|
Ten years
since Taleban took Kabul
Now Afghan women fear their
return
Dan Isaacs, Kabul, 27 September 2006
|
It is 10 years to the day since
the Taleban fought their way into the Afghan capital Kabul.
One of their first acts on seizing
power was to introduce their strict interpretation of Islam.
This included the banning of women
from work and education, and the prohibition of all music and television.
Along with these harsh regulations
came strict Islamic punishments, which included stoning to death and
amputations.
The Taleban were forced out of
power in 2001 but today the country is once again facing a resurgence of Taleban
militancy.
|

Children are enjoying everyday pleasures
denied under the Taleban
|
Music banned
Back in 1996 the world changed
beyond all recognition for many Afghans.
Women in particular suffered from
the sweeping changes brought by the Taleban.

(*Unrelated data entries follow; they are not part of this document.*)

PR #70, opened 2021-07-23
[DM-31083] Add autostart support to mobu

rra:
- Switch to Pydantic models for the API and internal data passing
- Overhaul the REST API to group monkeys into flocks for easier management
- Add support for autostarting flocks of monkeys via a YAML configuration file


src/mobu/models/business.py
```diff
@@ -0,0 +1,85 @@
+"""Models for monkey business."""
```
athornton, line 1: I clearly need to learn something about Pydantic.  Models look a lot like dataclasses to me.  Ah, I see, you can sort of substitute dataclasses for BaseModels: https://pydantic-docs.helpmanual.io/usage/dataclasses/

src/mobu/business/jupyterloginloop.py
```diff
@@ -31,10 +30,13 @@ class JupyterLoginLoop(Business):
...
-        self, logger: BoundLogger, options: Dict[str, Any], user: User
+        self,
+        logger: BoundLogger,
+        business_config: BusinessConfig,
+        user: AuthenticatedUser,
     ) -> None:
-        super().__init__(logger, options, user)
-        self._client = JupyterClient(user, logger, options)
+        super().__init__(logger, business_config, user)
+        self._client = JupyterClient(user, logger, business_config)
```
athornton, line 39: Something I've been curious about reading your code; usually when doing parameters, even if they can be positional, I name them.  Am I doing it wrong, or is this simply a matter or personal preference?

src/mobu/business/notebookrunner.py
```diff
@@ -17,35 +17,37 @@
...
+from ..models.business import BusinessData
 from .jupyterloginloop import JupyterLoginLoop
 
 if TYPE_CHECKING:
     from typing import Any, Dict, Iterator, List, Optional
 
     from structlog import BoundLogger
 
-    from ..user import User
+    from ..models.business import BusinessConfig
```
athornton, line 28: I like this much better than the old options.

src/mobu/dependencies/manager.py
```diff
@@ -23,7 +18,7 @@ class MonkeyBusinessManager:
     """Manages all of the running monkeys."""
 
     def __init__(self) -> None:
-        self._monkeys: Dict[str, Monkey] = {}
+        self._flocks: Dict[str, Flock] = {}
```
athornton, line 21: So the base unit of MonkeyBusiness is no longer a single monkey, but instead a flock?

src/mobu/flock.py
```diff
@@ -0,0 +1,114 @@
...
+            assert self._config.user_spec
+            count = self._config.count
+            users = self._users_from_spec(self._config.user_spec, count)
+        scopes = self._config.scopes
+        return [
+            await AuthenticatedUser.create(u, scopes, self._session)
+            for u in users
+        ]
+
+    def _users_from_spec(self, spec: UserSpec, count: int) -> List[User]:
```
athornton, line 106: Knowing about zfill() would have made my formatting code less gross, for sure.

src/mobu/flock.py
```diff
@@ -0,0 +1,114 @@
+"""A flock of monkeys doing business."""
```
athornton, line 1: I like this.

src/mobu/autostart.py
```diff
@@ -0,0 +1,26 @@
+"""Support for automatically starting flocks."""
```
athornton, line 1: Very straightforward.

src/mobu/handlers/external.py
```diff
@@ -15,9 +16,22 @@
     MonkeyBusinessManager,
     monkey_business_manager,
 )
-from ..models import Index
-
-__all__ = ["external_router", "get_index", "get_users", "post_user"]
+from ..models.error import ErrorModel
```
athornton, line 19: You might want a convenience method to get logs for all monkeys in a flock without having to manually walk the list...but maybe not.

src/mobu/jupyterclient.py
```diff
@@ -17,21 +17,18 @@
 from aiohttp import ClientResponse, ClientSession, TCPConnector
 
 from .config import config
-from .user import User
```
athornton, line 20: This will still be easy to rebase my changes onto.

athornton (approved):
You probably want Jonathan's eyes on this too, but I in general like it very much.  It will of course require retooling of monkeyflocker and fly_my_monkeys.sh but I can do both of those.  The Flock as the basic organizational unit is a very welcome change.

src/mobu/flock.py
```diff
@@ -81,9 +82,14 @@ async def start(self) -> None:
             await monkey.start(self._scheduler)
 
     async def stop(self) -> None:
-        """Stop all the monkeys."""
-        for monkey in self._monkeys.values():
-            await monkey.stop()
+        """Stop all the monkeys.
```
athornton, line 85: This isn't going to work.  At least, that was my experience trying this with gather.

At the very least you are going to want to keep track of which monkeys correctly shut down the first time, and iterate on that quickly-shrinking list.  You will be catching a number of exceptions if you fly a few dozen or more monkeys at once.

rra: If this doesn't work, there's a bug in stop (and indeed there are several problems with how stop works right now, such as the fact that it's entirely disconnected from the running event loop and races with it). I don't want to hide those bugs; I want to fix them properly.

src/mobu/dependencies/manager.py
rra: Right, which can be a single monkey.

src/mobu/business/jupyterloginloop.py
rra: It's a matter of personal taste. I tend to use the rule of three: if there are more than three parameters, they should probably be named.

src/mobu/models/business.py
rra: Pydantic models are a lot like dataclasses except they have validation support, which is necessary for FastAPI.

rra:
Okay, monkeyflocker update is now also included in this. Remaining work that I know of, apart from the charts changes, is to fix how stop works.

cbanek (approved):
Looks great to me!  Ship it!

Many tens of thousands lost their
jobs, girls' schools were closed and women were forbidden from appearing in
public unless covered from head to foot in the all-encompassing burkha.
Everyday pleasures were banned
with a zeal never before witnessed in the modern Islamic world.
The Taleban's Afghanistan was
without music, television or images of any kind.
Even the flying of kites - a
hugely popular pastime among Afghan children - was considered frivolous and
un-Islamic.
Kabul in 2006 is all very, very
different. Muslim traditions are of course still observed.
This is the month of Ramadan - a
time for fasting and devotional prayer.
But what is different now, an
Afghan friend told me, is that if you choose not to fast, you will not be
punished.
The religious police are no longer
watching your every move.
Music - not just traditional
Afghan melodies, but the harsh beats of techno and rap - now blare out of radios
across the city.
Resurgent Taleban
But this new cosmopolitan
lifestyle is only a very limited snapshot of Afghanistan.
Conflict and grinding poverty
still hold back many of the changes enjoyed by the few in the more affluent
cities.
And of course the Taleban are once
again emerging as a militant and political force in the southern provinces.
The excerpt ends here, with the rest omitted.